Abstract

The chromium(III) catalysts based on tridentate silicon-bridged tris(diphenylphosphine) ligands of the form RSi(CH2PPh2)3 (L1: R = Me; L2: R = Cy; L3: R = Ph) were investigated for selective ethylene tri-/tetramerization. The steric and electronic properties of the substituents attached to the silicon moiety have been observed to have a great impact on the catalytic performance of these catalysts. Single-crystal analysis, high-resolution mass spectrometry (HR-MS), and elemental analysis revealed that these complexes may adopt mononuclear tridentate coordination mode (k3-P, P, P) with Cr center. However, one of the phosphorus atoms in these complexes may act as a hemilabile donor and presumably loses its coordination with chromium in the presence of a competent donor which consequently transformed the tridentate complexes to bidentate (k2-P, P) coordination mode.
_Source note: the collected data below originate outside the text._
PR #11504, opened 2024-05-06
Let AutoDiscoveryHost bind to all addresses

### LINKED ISSUE #11309: [Issue]: Auto Discovery listening address changed in unstable from 10.8.13
### Please describe your bug

I recently moved from running 10.8.13 to unstable to get my AMD hardware acceleration working because I needed newer drivers.  I run Jellyfin in kubernetes, and have some forwarding setup on my LAN to send the magic "Who is JellyfinServer?" packets to the service running in kubernetes on port 7359.  This stopped working in unstable, and I suspect it's due to #10793 which looks to be far more restrictive in the addresses it binds to than the old code it replaced.  This can be verified by running `lsof`:

On 10.8.13, `lsof -nP -iUDP` shows these addresses and ports bound:
```
COMMAND  PID USER   FD   TYPE    DEVICE SIZE/OFF NODE NAME
jellyfin   1 root  318u  IPv4 150056711      0t0  UDP *:7359
jellyfin   1 root  326u  IPv4 150060688      0t0  UDP *:1900
jellyfin   1 root  327u  IPv4 150060689      0t0  UDP *:48770
jellyfin   1 root  328u  IPv4 150060690      0t0  UDP 172.16.0.101:40704
jellyfin   1 root  329u  IPv4 150060691      0t0  UDP 127.0.0.1:45939
```

On unstable, `lsof -nP -iUDP` shows these addresses and ports bound:
```
COMMAND  PID USER   FD   TYPE    DEVICE SIZE/OFF NODE NAME
jellyfin   1 root  447u  IPv4 187993370      0t0  UDP 255.255.255.255:7359
jellyfin   1 root  448u  IPv4 187993371      0t0  UDP 127.255.255.255:7359
jellyfin   1 root  449u  IPv4 187993372      0t0  UDP 172.16.3.255:7359
```

I can run `tcpdump -i any -A 'port 7359' in both instances as well and see the UDP packet come into the Pod, but only see the response go out with 10.8.13.

### Reproduction Steps

1. Launch a Pod of `jellyfin/jellyfin:10.8.13` and define a Service with an IP so you can talk to it from a host machine
2. `echo -n 'Who is JellyfinServer?' | socat - udp-datagram:{service address}:7359,broadcast`
3. See JSON response
4. Repeat (1) and (2) with `jellyfin/jellyfin:unstable` and get no JSON response

### Jellyfin Version

Unstable (master branch)

### if other:

_No response_

### Environment

```markdown
- OS: Host is running Ubuntu 22.04
- Linux Kernel: Host is running `6.5.0-26-generic`
- Virtualization: Kubernetes
- FFmpeg Version: whatever is in `jellyfin/jellyfin` container image
- Plugins: default only
- Reverse Proxy: traefik, but I don't think it matters for this
```

### Jellyfin logs

```shell
n/a
```

### FFmpeg logs

_No response_

_No response_

_No response_

### Code of Conduct

### LINKED ISSUE #11498: Auto-discovery causes server to stop responding

gnattu:
An alternative to #11500 and #11503

Because we never let auto discovery actually respect the server settings, and most of our clients don't want us to make it more restrictive and only bind to interface-bounding addresses. Just bind to all addresses to make everyone happy.

**Changes**

**Issues**

Fixes #11498
Fixes #11309

### DIFF
--- a/src/Jellyfin.Networking/AutoDiscoveryHost.cs
+++ b/src/Jellyfin.Networking/AutoDiscoveryHost.cs
@@ -1,6 +1,5 @@
 ﻿using System;
 using System.Collections.Generic;
-using System.Linq;
 using System.Net;
 using System.Net.Sockets;
 using System.Text;
@@ -11,7 +10,6 @@ using MediaBrowser.Common.Configuration;
 using MediaBrowser.Common.Net;
 using MediaBrowser.Controller;
 using MediaBrowser.Model.ApiClient;
-using MediaBrowser.Model.Net;
 using Microsoft.Extensions.Hosting;
 using Microsoft.Extensions.Logging;
 
@@ -51,25 +49,6 @@ public sealed class AutoDiscoveryHost : BackgroundService
         _networkManager = networkManager;
     }
 
-    private static IPAddress GetBindAddress(IPData intf)
-    {
-        if (intf.AddressFamily == AddressFamily.InterNetwork)
-        {
-            if (OperatingSystem.IsLinux())
-            {
-                return NetworkUtils.GetBroadcastAddress(intf.Subnet);
-            }
-
-            if (OperatingSystem.IsMacOS())
-            {
-                // macOS kernel does not allow bind to 127:255:255:255
-                return IPAddress.IsLoopback(intf.Address) ? intf.Address : NetworkUtils.GetBroadcastAddress(intf.Subnet);
-            }
-        }
-
-        return intf.Address;
-    }
-
     /// <inheritdoc />
     protected override async Task ExecuteAsync(CancellationToken stoppingToken)
     {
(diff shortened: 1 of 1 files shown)


nielsvanvelzen:
This "fix" works for me. The exception is gone and client receives discovery replies again. However, that is because you're now re-using the udpClient just like in #11503. And listening on `0.0.0.0` is likely not the behavior @Shadowghost intended.

Shadowghost:
The problem with listening on any is that we now handle broadcast from any subnet too, contrary to just global broadcast and bind subnet specific ones

gnattu:
> However, that is because you're now re-using the udpClient just like in https://github.com/jellyfin/jellyfin/pull/11503.

No, not quite. These are two entirely two different things. Listen to 0.0.0.0 allows the udpClient to be shared on all platforms. On Windows, previously we bind to a unicast address and that one automatically receives broadcast, on non-windows, we have to manually bind the .255 address, we were binding to different addresses, and the former can be shared but the latter cannot be shared on all platforms. Only on windows the udpclient will always use the same responder ip and has to share the client.

> And listening on 0.0.0.0 is likely not the behavior @Shadowghost intended.
> we now handle broadcast from any subnet too, contrary to just global broadcast and bind subnet specific ones

What's the problem? Clients from any subnet can always use 255.255.255.255 and get a response, which is what most clients currently do. Let's not pretend that we're limiting subnet access to configured ones when we aren't. The reality is, we'd have to break almost all clients to enforce this, and if we don't, we're no better off than just listening to all addresses.

cvium (approved):

Shadowghost (approved):
Let's do it like this and replace it with MDNS in the future.

nielsvanvelzen (approved):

Backbone modification of L1 of the precatalyst 1 via successive abstraction of methylene spacers may offer MeSi(CH2)n(PPh2)3 (L4: n = 2; L5: n = 1; L6: n = 0) type chromium(III) complexes. Ethylene oligomerization of these systems suggested that the methylene spacers may effectively tune the complex structure and catalytic performance. Precatalyst 1 and 4 respectively based on L1 and L4 deliver 70% C8 selectivity in the liquid oligomeric fraction and considerable activity under experimental conditions. DFT investigations based on catalyst 4 revealed that the catalyst may simultaneously facilitate the single and double coordination pathways for C8 formation, however, the single coordination pathway is thermodynamically more favorable for this system.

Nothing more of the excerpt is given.